# Horse bling???



## irish (Dec 13, 2008)

*Bling for Horses???*

I came across this website and wondered how she was doing it. Anyone done anything like this? What do you use for the base? Is some of it glitter vinyl??

The website is Home


----------



## irish (Dec 13, 2008)

Wow 112 views and no one knows anything about this?? 

There has to be something that would adhere to the horse hair and not tear out the hair. Any ideas would be welcome.


----------



## PlumCrazyGlitz (Jul 26, 2010)

Use the decal material that you use for rhinestone car decals to make your designs.. It looks like they have put the rhinestone design on top of glitter vinyl.. that will stick to the horse's hair and it won't hurt them when pulled off. I know they use a strong adhesive on the sale stickers they place on horses and cattle when run through the auction..


----------



## idelements (Feb 3, 2009)

I saw those. I am going to try using the decal material. Just not sure how they layer the glitter film and the rhinestones together. Probably need to order one and see.


----------



## irish (Dec 13, 2008)

Paula, I will have to give it a try as well. 

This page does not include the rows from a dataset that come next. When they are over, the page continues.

PR #5751, opened 2023-05-17
#5722 Add home tab to Sidebar

### LINKED ISSUE #5722: Extension Icon Sidebar Slice 1 - Persistent Home Tab
<https://www.notion.so/pixiebrix/Sidebar-Engagement-Improvement-0c5768c4c3234ccf97db02116f93574b?pvs=4#84939ee6db3449aaa44cf26265031e05>

<p></p>

Figma:

[Embedded content](https://www.figma.com/embed?embed_host=share&url=https%3A%2F%2Fwww.figma.com%2Ffile%2FiK3zlhXpXqjPCX8jgriynh%2FSideBar%3Ftype%3Ddesign%26node-id%3D602-12454%26t%3Duk97Ns3eo08lKrtr-0)

<p></p>

mnholtz:
## What does this PR do?

- Closes #5722
- Adds a Home tab to the sidebar under a feature flag
- To support this feature, also makes the following changes:
    - Adds a `staticPanels` property to the sidebarState, and a new HomePanel which is a type of `StaticPanelEntry`
        - Also updates related panel utils to support rendering static panels/choosing the appropriate activeTabKey with static panels present 
    - The `ConnectedSidebar` component will add the HomePanel on a use effect if the feature flag is present

## Reviewer Tips

- First, take a look at `ConnectedComponent` and `Tabs`
- Then, follow changes to the sidebarState by following `addStaticPanel` from `ConnectedComponent`
- Convince yourself that the feature flag works as expected to not interfere with existing functionality

## Demo

- https://www.loom.com/share/048419ea9ca740e396aa0cabd847b68f

## Future Work

- Potentially fixing flashing of the home tab as described in the Demo

## Team Coordination

- [x] This PR introduces the feature flag `sidebar-home-tab` (enabled for the engineering team)

## Checklist

- [x] Add tests


src/sidebar/ConnectedSidebar.tsx
```diff
@@ -92,6 +96,12 @@ const ConnectedSidebar: React.VFC = () => {
     };
   }, [listener]);
 
+  useEffect(() => {
+    if (flagOn("sidebar-home-tab")) {
+      dispatch(sidebarSlice.actions.addStaticPanel({ panel: HOME_PANEL }));
```
mnholtz, line 101: FYI this is the only spot that the feature flag is needed, because all utilities that were modified to support this feature are generalized to use `staticPanels`, which will be empty if not added here

src/sidebar/sidebarSlice.ts
```diff
@@ -289,8 +304,14 @@ const sidebarSlice = createSlice({
...
 
-      // If a panel is no longer available, reset the current tab to a valid tab
-      if (!eventKeyExists(state, state.activeKey)) {
+      // If a panel is no longer available, reset the current tab to a valid tab.
+      // Prefer switching over to other panel types before static panels.
+      if (
+        !eventKeyExists(state, state.activeKey) ||
+        state.staticPanels.some(
+          (staticPanel) => state.activeKey === eventKeyForEntry(staticPanel)
+        )
```
mnholtz, line 313: Without adding this, the Home tab will always be the default tab that is opened when opening the Sidebar with panels.

twschiller: This would be good as a comment in the code to explain why it's there

src/sidebar/Tabs.tsx
```diff
@@ -86,6 +85,15 @@ const Tabs: React.FC = () => {
     >
       <div className="full-height bg-white">
         <Nav fill variant="tabs" onSelect={onSelect}>
+          {staticPanels.map((staticPanel) => (
+            <Nav.Link
+              key={`static-${staticPanel.key}-panel`}
```
twschiller, line 90: NIT: You could just use staticPanel.key here. There's no chance of conflict with the other ones

src/sidebar/Tabs.tsx
```diff
@@ -135,6 +143,15 @@ const Tabs: React.FC = () => {
           )}
         </Nav>
         <Tab.Content className="p-0 border-0 full-height">
+          {staticPanels.map((staticPanel) => (
+            <Tab.Pane
+              className={cx("h-100", styles.paneOverrides)}
+              key={`static-${staticPanel.key}-panel`}
```
twschiller, line 149: Same comment: https://github.com/pixiebrix/pixiebrix-extension/pull/5751/files#r1197855653

src/sidebar/ConnectedSidebar.tsx
mnholtz: Probably, yes. That was my original approach until I wanted to use the `useFlags` hook

src/sidebar/sidebarSlice.ts
mnholtz: I added this comment here: `// Prefer switching over to other panel types before static panels.` Maybe I could make it more specific

mnholtz:
> likely simplifies the active panel logic

@twschiller this is the main reason why I took the `staticPanels` approach. Hard-coding the Home panel into all of the logic also made the feature flag more complicated.

cc @BLoe

src/sidebar/ConnectedSidebar.tsx
BLoe: Would using `syncFlagOn()` help allow you to put it in the initial state instead of an effect here?

BLoe (approved):
I think we might want to simplify this to just use `homePanel` in the state instead of a generic "static panels" array concept, for now, until if/when we actually add another static panel. I'm ok with merging this though, since it's behind a flag and you're going to keep iterating on it anyway.

mnholtz:
Going to merge this feature as-is with regards to the `staticPanels` feedback. We can iterate on the naming in future slices, since it's so easy to change.

PR #5780, opened 2023-05-22
Dependency Management - Update Immer & Redux Toolkit to latest versions

BLoe:
## What does this PR do?

- Un-pins Immer
  - See: https://github.com/pixiebrix/pixiebrix-extension/pull/5124
  - New major version of Immer has been released, the broken patch we avoided with pinning was superseded a while ago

Christine - like you, I think I will buy one and see how it is made 

For those of us in the horse niche, it is a great add-on to carry.


----------



## PlumCrazyGlitz (Jul 26, 2010)

I make car decals with a glitter backing.. All you have to do is make your design.. do a contour cut of your decal material and also contour cut your vinyl so they are the same. Press your design on your decal material and then all you have to do is lay that on top of the vinyl. 

You don't have to contour cut the decal or vinyl material.. you can always put them together and then cut with a pair of scissors..


----------



## ShaggyDog (May 28, 2012)

I did see this recently, I don't know if it is available yet. 
Sticky Flock Rhinestone Template Material Wholesale


----------



## PlumCrazyGlitz (Jul 26, 2010)

ShaggyDog said:


> I did see this recently, I don't know if it is available yet.
> Sticky Flock Rhinestone Template Material Wholesale


That is Specialty Glitter.. You can also get at Specialty Graphics by the yard or by the roll..

Ooooops, that is heat press vinyl..

You want the FDC series 3700 Premium Ultra Metallic Vinyl Film for on vehicles.. 4 wheel or 4 footed...


----------



## idelements (Feb 3, 2009)

Paula
Ok...so I understand your layers...the glitter vinyl is on the bottom, the decal material is placed on top (with the rhinestones already adhered to the decal material). 

What decal material are you using? Does it affect the appearance of the vinyl underneath?


----------



## PlumCrazyGlitz (Jul 26, 2010)

Chris I use the stickons decal material.. it's so much easier to get the backing off than the Xpel... It does not affect the vinyl at all.. I like to contour cut my decal material to get any large areas of blank film out.. but it is clear, so it doesn't make much difference. It's just a preference with me..


----------



## katruax (Sep 30, 2010)

PlumCrazyGlitz said:


> That is Specialty Glitter.. You can also get at Specialty Graphics by the yard or by the roll..
> 
> Ooooops, that is heat press vinyl..
> 
> You want the FDC series 3700 Premium Ultra Metallic Vinyl Film for on vehicles.. 4 wheel or 4 footed...


I don't think the two are one in the same... Far more colors are shown in the Sticky Glitter than FDC Material...

I would also guess because they promote rhinestones can be used with the material it must have something different to it where it will allow the rhinestones to stick.... We know rhinestones won't stick to heat press material... Although I never tried with heat press glitter material... Maybe the texture the glitter gives it will allow rhinestones to stick?...

That glitter stuff is expensive though....

Good idea on putting decal material on top of vinyl though for a glitter backing...

Kevin


----------



## PlumCrazyGlitz (Jul 26, 2010)

katruax said:


> I don't think the two are one in the same... Far more colors are shown in the Sticky Glitter than FDC Material...
> 
> I would also guess because they promote rhinestones can be used with the material it must have something different to it where it will allow the rhinestones to stick.... We know rhinestones won't stick to heat press material... Although I never tried with heat press glitter material... Maybe the texture the glitter gives it will allow rhinestones to stick?...
> 
> ...



They aren't the same, I corrected myself in the post.. The first one is heat press vinyl for apparel, it's Specialty Glitter.. the 2nd one is sign/auto vinyl for your car decals...

I use both types of the vinyls and have made quite a few decals using the glitter backing.

Here is one I did with the glitter backing... I should have put the vinyl on the outside edges of the C and r.. probably would have looked a little better...


----------



## irish (Dec 13, 2008)

Thanks everyone for all the information and ideas ! !


----------